In all this, it must be said, the editors and their many contributors succeeded to great admiration. Firstly, in leafing through the volume, the reader cannot help but be struck at the sheer beauty and variety of the maps, graphs, illustrations, and photos in all their remarkable range of size, color, scale, design, and emphasis. It is the rich cartography on which this work is based that stands as its greatest strength, and a special mention should be made of the many student cartographers who made such excellent contributions. Early on, the editors noted that “[t]he Atlas of Yellowstone tells many stories across many different scales… The spatial extent, time period covered, and scale of maps in this atlas are determined by the information necessary to tell a story and by available expertise and geographic data” (8). This was the right choice: virtually every page pair has its own unique map (or very effective sequence of maps) designed specifically to share information on that particular topic. While I cannot say so definitively, it appears that no basemap was repeated among topics, and this variety enhanced the quality of the volume as an aesthetic and communicative work.

The breadth of topics (some one hundred and five in all) made the parks, their surrounding landscape, physical features, and wildlife come to life; a reader cannot leave this atlas without feeling like Yellowstone is now a much more familiar friend. The atlas makes great use of map series and of small multiples in graphs, for instance in the “Traffic” page pair, which offers many graph comparisons as well as effective use of line widths to illustrate traffic flow (68–69). Similar effective combinations of maps and graphs appear in “City Population” (96–97) and “Religion and Politics” (102–103). The “Migratory Landscape”—a story now made possible by modern GPS tracking—is simply but very effectively told through a series of maps reflecting pronghorn, elk, and mule deer migration patterns in connection with subtly-depicted plant “green up” (the progression of spring and summer plant growth; 202–203). One might think “Park Visitation” would be a fairly static, straightforward story to tell, but it comes dynamically alive with effective use of line and bar graphs and proportional symbol maps (70–71). Scattered throughout the volume are individual maps that are utterly striking for their design—thanks in no small part to the rich, detailed data provided to the cartographers.

This is not to say, however, that Atlas of Yellowstone, Second Edition is entirely without flaw. The labels on some of the maps—particularly those emphasizing the topography of the park as on pages 6 through 9—are insufficiently contrasted with the base maps through halos or other techniques. A few of the information graphics are not quite what they might be: for instance, in the “Education” spread, 3D boxes are used to compare higher education institutional enrollment numbers (99), but the human eye is notoriously poor at making note of differences by volume so some other representation would likely have been more effective. While acknowledging that copyediting such a work with so many contributors is an enormous undertaking, there are a smattering of typographical and editorial errors scattered throughout: Obsidian Cliff was rendered in one place as “Obisdian” (22); Mammoth Hot Springs Historic District was written as “Mammoth Hots Springs” (62); and “pray” was used for prey (226). In the page pair on “Jackson and Moran,” about the photographer and the painter who accompanied the 1871 Hayden survey, the text indicates that “Jackson captured the area’s remarkable landscapes on film” (43)—only he captured images on glass plates, not on film. The definition of labor force participation in the spread on labor and employment is incorrect, saying that it is “the percentage of people who are employed or seeking employment divided by the non-institutional, civilian, working-age population” (106) when it is the number of people employed or seeking employment and not the percentage. A reference to western cutthroat trout appears on the “Fish” page pair when westslope cutthroat was probably intended (230). A handful of other typos and errors of these kinds also appeared elsewhere, standing out only because so much of the rest of the text had been so beautifully managed.
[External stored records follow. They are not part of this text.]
PR #6057, opened 2024-04-08
cc() works under R_DEFAULT_PACKAGES=NULL

### LINKED ISSUE #6056: cc() assumes NAMESPACE import* entries are already fulfilled
Thus `cc()` doesn't work under `R_DEFAULT_PACKAGES=NULL` since package usages of base functions may not resolve correctly.

MichaelChirico:
Closes #6056

### DIFF
--- a/R/AllS4.R
+++ b/R/AllS4.R
@@ -3,21 +3,21 @@ if ("package:data.table" %in% search()) stopf("data.table package loaded. When d
 
 ## Allows data.table to be defined as an object of an S4 class,
 ## or even have data.table be a super class of an S4 class.
-setOldClass(c('data.frame'))
-setOldClass(c('data.table', 'data.frame'))
+methods::setOldClass(c('data.frame'))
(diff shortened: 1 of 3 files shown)


R/AllS4.R
```diff
@@ -3,21 +3,21 @@ if ("package:data.table" %in% search()) stopf("data.table package loaded. When d
 
 ## Allows data.table to be defined as an object of an S4 class,
 ## or even have data.table be a super class of an S4 class.
-setOldClass(c('data.frame'))
-setOldClass(c('data.table', 'data.frame'))
+methods::setOldClass(c('data.frame'))
```
jangorecki, line 6: I would just import them once at start of the script by

setOldClass = methods::setOldClass

MichaelChirico: that has the effect of basically making this `importFrom(methods, setOldClass)`, whereas `setOldClass()` is only a build-time dependency and not needed by the installed package at all.

jangorecki (approved):

PR #6059, opened 2024-04-08
row separator "---" is no longer in the rownames column when row.names=FALSE

### LINKED ISSUE #4083: print: --- separator is in the rownames register even if row.names=FALSE
```
print(as.data.table(iris), row.names=FALSE)
```

```
    Sepal.Length Sepal.Width Petal.Length Petal.Width   Species
           <num>       <num>        <num>       <num>    <fctr>
             5.1         3.5          1.4         0.2    setosa
             4.9         3.0          1.4         0.2    setosa
             4.7         3.2          1.3         0.2    setosa
             4.6         3.1          1.5         0.2    setosa
             5.0         3.6          1.4         0.2    setosa
---                                                            
             6.7         3.0          5.2         2.3 virginica
             6.3         2.5          5.0         1.9 virginica
             6.5         3.0          5.2         2.0 virginica
             6.2         3.4          5.4         2.3 virginica
             5.9         3.0          5.1         1.8 virginica
```

Note the `---` is still in the column where the row names would have been. This looks a bit strange, and seems to defeat the purpose of `row.names=FALSE`. I would put `---` in the first column here.

joshhwuu:
Closes #4083 

Added simple check for `row.names`. If `row.names=FALSE`, passes a row to `rbind()` with separator `"---"` in the first column, and empty strings in the rest. 

Changed the following existing tests that check printing behavior when `row.names=FALSE`:

- 1138.2
- 2125.03
- 2125.05

These are just changes to the spacing in the expected output of the tests, as well as shifting the `"---"` separator to be right-aligned with the first column instead of the `rownames` column.


joshhwuu:
I agree that `rep("---", ncol(toprint))` may look better in this case. I'll make the changes and if anyone has objections, we can revert.

R/print.data.table.R
```diff
@@ -111,7 +111,11 @@ print.data.table = function(x, topn=getOption("datatable.print.topn"),
     toprint = toprint_subset(toprint, cols_to_print)
   }
   if (printdots) {
-    toprint = rbind(head(toprint, topn + isTRUE(class)), "---"="", tail(toprint, topn))
+    if (isFALSE(row.names)) {
+      toprint = rbind(head(toprint, topn + isTRUE(class)), rep("---", ncol(toprint)), tail(toprint, topn)) # 4083
```
MichaelChirico, line 115:
```suggestion
      toprint = rbind(head(toprint, topn + isTRUE(class)), "---", tail(toprint, topn)) # 4083
```

R will handle recycling `"---"` appropriately

MichaelChirico: But see below also...

inst/tests/tests.Rraw
```diff
@@ -16496,18 +16508,18 @@ test(2125.02, capture.output(print(DT, trunc.cols=TRUE)),
...
-       "    0 bbbbbbbbbbbbb ccccccccccccc",
-       "    0 bbbbbbbbbbbbb ccccccccccccc",
-       "    0 bbbbbbbbbbbbb ccccccccccccc",
+     c("   a             b             c",
+       "   0 bbbbbbbbbbbbb ccccccccccccc",
+       "   0 bbbbbbbbbbbbb ccccccccccccc",
+       "   0 bbbbbbbbbbbbb ccccccccccccc",
+       "   0 bbbbbbbbbbbbb ccccccccccccc",
+       "   0 bbbbbbbbbbbbb ccccccccccccc",
+       " ---           ---           ---",
```
MichaelChirico, line 16517: WDYT about narrowing the column in this case? `toprint` is already small and type character, what about something like

```r
col_widths = pmax(nchar(names(toprint)), apply(toprint, 2L, function(x) max(nchar(x))))
n_dashes = pmin(col_widths, 3L)
dashes = substr(rep("---", ncol(toprint)), 1L, n_dashes)
```

joshhwuu: IMO, the current output looks the best. I'm just thinking in terms of situations where we have many columns with 1-3 character-long names, the different number of dashes may look a bit strange, whereas having the 3 dashes for every column is a bit more consistent.

MichaelChirico: OK. It will be easy enough to change if requested later.

MichaelChirico (approved):
Thanks for taking care of this!

MichaelChirico:
Whoops, we forgot a NEWS item :upside_down_face:

This should get a NEWS item, @joshhwuu could you please file a follow-up PR adding one?

joshhwuu:
Of course!

PR #6062, opened 2024-04-09
Follow-up to PR #6059, added entry to NEWS.md

joshhwuu:


NEWS.md
```diff
@@ -70,6 +70,8 @@
 
 10. `test.data.table()` runs correctly in more sessions, in particular those where the `digits` or `warn` settings are not their defaults (`7` and `0`, respectively), [#5285](https://github.com/Rdatatable/data.table/issues/5285). Thanks @OfekShilon for the report and suggested fix and @MichaelChirico for the PR.
 
+11. Using `print.data.table` with `row.names = FALSE` now prints the separator `"---"` row in every value column instead of the `rownames` column, [#4083](https://github.com/Rdatatable/data.table/issues/4083). Thanks @MichaelChirico for the report and @joshhwuu for the fix.
```
MichaelChirico, line 73:
```suggestion
11. Using `print.data.table` when truncation is needed with `row.names = FALSE`, prints the indicator `---` in every value column instead of adding a blank column where the `rownames` would have been just to include `---`, [#4083](https://github.com/Rdatatable/data.table/issues/4083). Thanks @MichaelChirico for the report and @joshhwuu for the fix.
```

MichaelChirico:
thanks! sorry i didn't catch this on initial review :+1:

Another minor concern is the quality of the physical book. Having now gone through its pages a few, but not an unusual, number of times, it must be noted that the binding thread at the spine is starting to show more than I might expect for a new book, particularly in the innermost fold of each signature (bound section of folded sheets) and between pages within each signature. That may indicate a slightly weak binding that may worsen over time.

In terms of content, while the variety of maps was very welcome, some of the map apparatuses might have been standardized among maps, such as the way that detail maps were identified (sometimes they were numbered on the locator maps, sometimes not), and more consistency in graph designs would be beneficial (for instance, bison counts and removals were illustrated differently than elk counts and removals). The section on physical geography does outweigh any other section, and perhaps a third edition could see an additional expansion of the wildlife section, as more geospatial data is gathered through GPS and other studies; in particular it is notable that insects and birds, which are such a crucial part of the ecosystem, only got one page spread each, while fish only received two. A separate full section on the trees and plants of the parks might also be a welcome addition. While it seems entirely greedy to ask for yet more, a few of the page pairs seemed like they missed an opportunity to be brought fully up-to-date in the second edition. The “Road History” topic, for instance, stopped in 1956 when no doubt there have been many newer road developments (54–55). Finally, though the Sources section was very helpful in identifying sources for the data presented throughout the atlas, at times I really wanted some additional bibliographic resources to turn to as a kind of “for further reading” connected with each topic. To be sure, it would probably be very hard to pull that together in any way that wouldn’t simply overwhelm the editors or the references section, but if one were to dream of additional options, that would be a grand one.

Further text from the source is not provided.